Manual Chapter : Replace the default SSL certificate on a BIG-IQ system

Applies To:

Show Versions Show Versions

BIG-IQ Centralized Management

  • 8.2.0, 8.1.0
Manual Chapter

Replace the default SSL certificate on a BIG-IQ system

To perform the procedures discussed in this task, you must have Advanced Shell (bash) access to the BIG-IQ system with administrator credentials.
The BIG-IQ, data collection devices (DCDs), and BIG-IP devices all use SSL encryption to secure incoming communication. By default, F5 devices use a default, self signed certificate to authenticate themselves.

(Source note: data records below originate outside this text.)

PR #2745, opened 2022-12-23
fix: GraphQLEnum value camelCase conversion strategy

### LINKED ISSUE #2640: Numeric enums with underscore at beginning get invalid code generated
## Bug report

We recently started migration to new apollo-ios-cli code generation tool and something that was working before, with old code generator, is no longer working.

## Versions

- Xcode version: 14.1
- Swift version: 5.7
- Package manager: Cocoapods

## Steps to reproduce

Following enum in schema:
```
enum NumberOfStoriesEnum {
  _1
  _15
  _2
  _25
  _3
}
```

Generated code:
```
public enum NumberOfStoriesEnum: String, EnumType {
  case 1 = "_1"
  case 15 = "_15"
  case 2 = "_2"
  case 25 = "_25"
  case 3 = "_3"
}
```

As you can see, the case is just a number - which is not valid Swift code. In old code generator, the generated cases still had the underscore as a first character.

Note: If I change conversionStrategies.enumCases to .none - then it works, but it should work correctly with .camelCase as well, since it's mostly preferred strategy.

calvincestari:
This PR refactors the `.camelCase` conversation strategy implementation
* Fixes #2640 
* Fixes #2745 
* Uses the [`_convertFromSnakeCase`](https://github.com/apple/swift-corelibs-foundation/blob/main/Sources/Foundation/JSONDecoder.swift#L103) implementation from `JSONDecoder` in `Foundation` with modifications. _This [question](https://forums.swift.org/t/support-for-string-transformation-from-camelcase-to-snake-case-and-vice-versa/38045) in the Swift forums makes me hopeful that one day we can remove this code and use a Swift standard library implementation, but we're not there yet._
* Adds Swift enum value test cases. _I checked the original PR (#2478) and oddly there weren't any in there, I'm not sure why._

### DIFF
--- a/Sources/ApolloCodegenLib/Templates/RenderingHelpers/GraphQLEnumValue+Rendered.swift
+++ b/Sources/ApolloCodegenLib/Templates/RenderingHelpers/GraphQLEnumValue+Rendered.swift
@@ -23,64 +23,23 @@ extension GraphQLEnumValue.Name {
     }
   }
 
-  /// Convert to `camelCase` from `snake_case`, `UpperCamelCase`, or `UPPERCASE`.
+  /// Convert to `camelCase` from a number of different `snake_case` variants.
   ///
-  /// 1. Returns a first lowercased string
-  /// 1. Capitalizes the word starting after each `_`
-  /// 2. Removes all inner `_`
-  /// 3. Preserves leading and trailing `_`
-  /// 4. Converts an all uppercase string into all lowercase
+  /// All inner `_` characters will be removed, each 'word' will be capitalized, returning a final
+  /// firstLowercased string while preserving original leading and trailing `_` characters.
   private func convertToCamelCase(_ value: String) -> String {
-    // The source for this function is from the JSONDecoder implementation in Swift Foundation,
-    // licensed under Apache License v2.0 with Runtime Library Exception. Modifications were made
-    // to the return when no underscore characters are found.
-    //
-    // See https://github.com/apple/swift-corelibs-foundation/blob/main/Sources/Foundation/JSONDecoder.swift
-
-    // Find the first non-underscore character
-    guard let firstNonUnderscore = value.firstIndex(where: { $0 != "_" }) else {
-      return value
-    }
-
-    // Find the last non-underscore character
-    var lastNonUnderscore = value.index(before: value.endIndex)
-    while lastNonUnderscore > firstNonUnderscore && value[lastNonUnderscore] == "_" {
-      value.formIndex(before: &lastNonUnderscore)
-    }
-
-    // Cater for leading and trailing underscore characters
-    let valueRange = firstNonUnderscore...lastNonUnderscore
-    let leadingUnderscoreRange = value.startIndex..<firstNonUnderscore
-    let trailingUnderscoreRange = value.index(after: lastNonUnderscore)..<value.endIndex
-
-    // Split inner string into 'words'
-    let components = value[valueRange].split(separator: "_")
-    let joinedString: String
-    if components.count == 1 {
+    guard value.firstIndex(of: "_") != nil else {
       if value.firstIndex(where: { $0.isLowercase }) != nil {
-        joinedString = String(value[valueRange]).firstLowercased
+        return value.firstLowercased
       } else {
-        joinedString = String(value[valueRange]).lowercased()
+        return value.lowercased()
       }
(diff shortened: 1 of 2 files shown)


calvincestari:
I'm putting this back into draft to fix #2749.

Sources/ApolloCodegenLib/Templates/RenderingHelpers/GraphQLEnumValue+Rendered.swift
```diff
@@ -23,20 +23,64 @@ extension GraphQLEnumValue.Name {
...
+  /// 1. Returns a first lowercased string
+  /// 1. Capitalizes the word starting after each `_`
+  /// 2. Removes all inner `_`
+  /// 3. Preserves leading and trailing `_`
+  /// 4. Converts an all uppercase string into all lowercase
   private func convertToCamelCase(_ value: String) -> String {
-    if value.allSatisfy({ $0.isUppercase }) {
-      // For `UPPERCASE`. e.g) UPPER -> upper, STARWARS -> starwards
-      return value.lowercased()
+    // The source for this function is from the JSONDecoder implementation in Swift Foundation,
```
AnthonyMDev, line 34: @bignimbus @hwillson Is this in-line comment enough to be in compliance with the license? This is coming from Apple's open source swift foundation library. With modifications for our specific needed behaviors.

LGTM, just want to make sure this is the correct way to do this.

AnthonyMDev (approved):
Thanks so much for nailing this @calvincestari! Let's just make sure the license is okay and then move this forward!

Sources/ApolloCodegenLib/Templates/RenderingHelpers/GraphQLEnumValue+Rendered.swift
calvincestari: I took another look at the license requirements and I'm now doubtful that statement is enough. Reading [this](https://fossa.com/blog/open-source-licenses-101-apache-license-2-0/#:~:text=Anyone%20who%20uses%20open%20source,made%20to%20the%20original%20code) we'd need to include a copy of the original copyright notice (not a problem) and a copy of the license itself (I don't want to add another license to the repo).

I'll look at rewriting the function tomorrow from scratch and we can get avoid this.

calvincestari: This is done - https://github.com/apollographql/apollo-ios/pull/2745/commits/e6bc8a6bdf722da612721b975da7d720d9cbf6e0

calvincestari: @AnthonyMDev you can take another pass at this, it's done - https://github.com/apollographql/apollo-ios/commit/e6bc8a6bdf722da612721b975da7d720d9cbf6e0.

Sources/ApolloCodegenLib/Templates/RenderingHelpers/GraphQLEnumValue+Rendered.swift
```diff
@@ -23,20 +23,23 @@ extension GraphQLEnumValue.Name {
...
-      // For `snake_case`. e.g) snake_case -> snakeCase, UPPER_SNAKE_CASE -> upperSnakeCase
-      return value.split(separator: "_").enumerated().map { $0.offset == 0 ? $0.element.lowercased() : $0.element.capitalized }.joined()
-    }
-    if let firstChar = value.first, firstChar.isUppercase {
-      // For `UpperCamelCase`. e.g) UpperCamelCase -> upperCamelCase
-      return [firstChar.lowercased(), String(value.suffix(from: value.index(value.startIndex, offsetBy: 1)))].joined()
-    }
-    return value
+
+    return value.components(separatedBy: "_")
```
calvincestari, line 39: It might look odd to be separating by `_` and then converting empty elements back to `_` but that's the trick to preserving leading/trailing `_` without having to find the first/last indexes around them.

calvincestari: Components also preserves empty `_` positions vs. split which would just give us the inner 'words'.

AnthonyMDev (approved):
Awesome job on this!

When you use these default certificates and a component attempts to connect to the BIG-IQ, your browser may refuse to connect or trigger a warning against a potentially insecure connection.
Users who are managing devices running Web Application Security, and require added security (encrypted) to the connection between BIG-IP and Central Policy Builder (
Secure Policy Builder
enabled), must replace the default SSL certificate with a certificate issued by a trusted CA (Certificate Authority). If the SSL certificate is not replaced, the system will be unable to provide policy suggestions once Secure Policy Builder is enabled.
Users who do not enable a secure connection do not need to perform the certificate replacement task.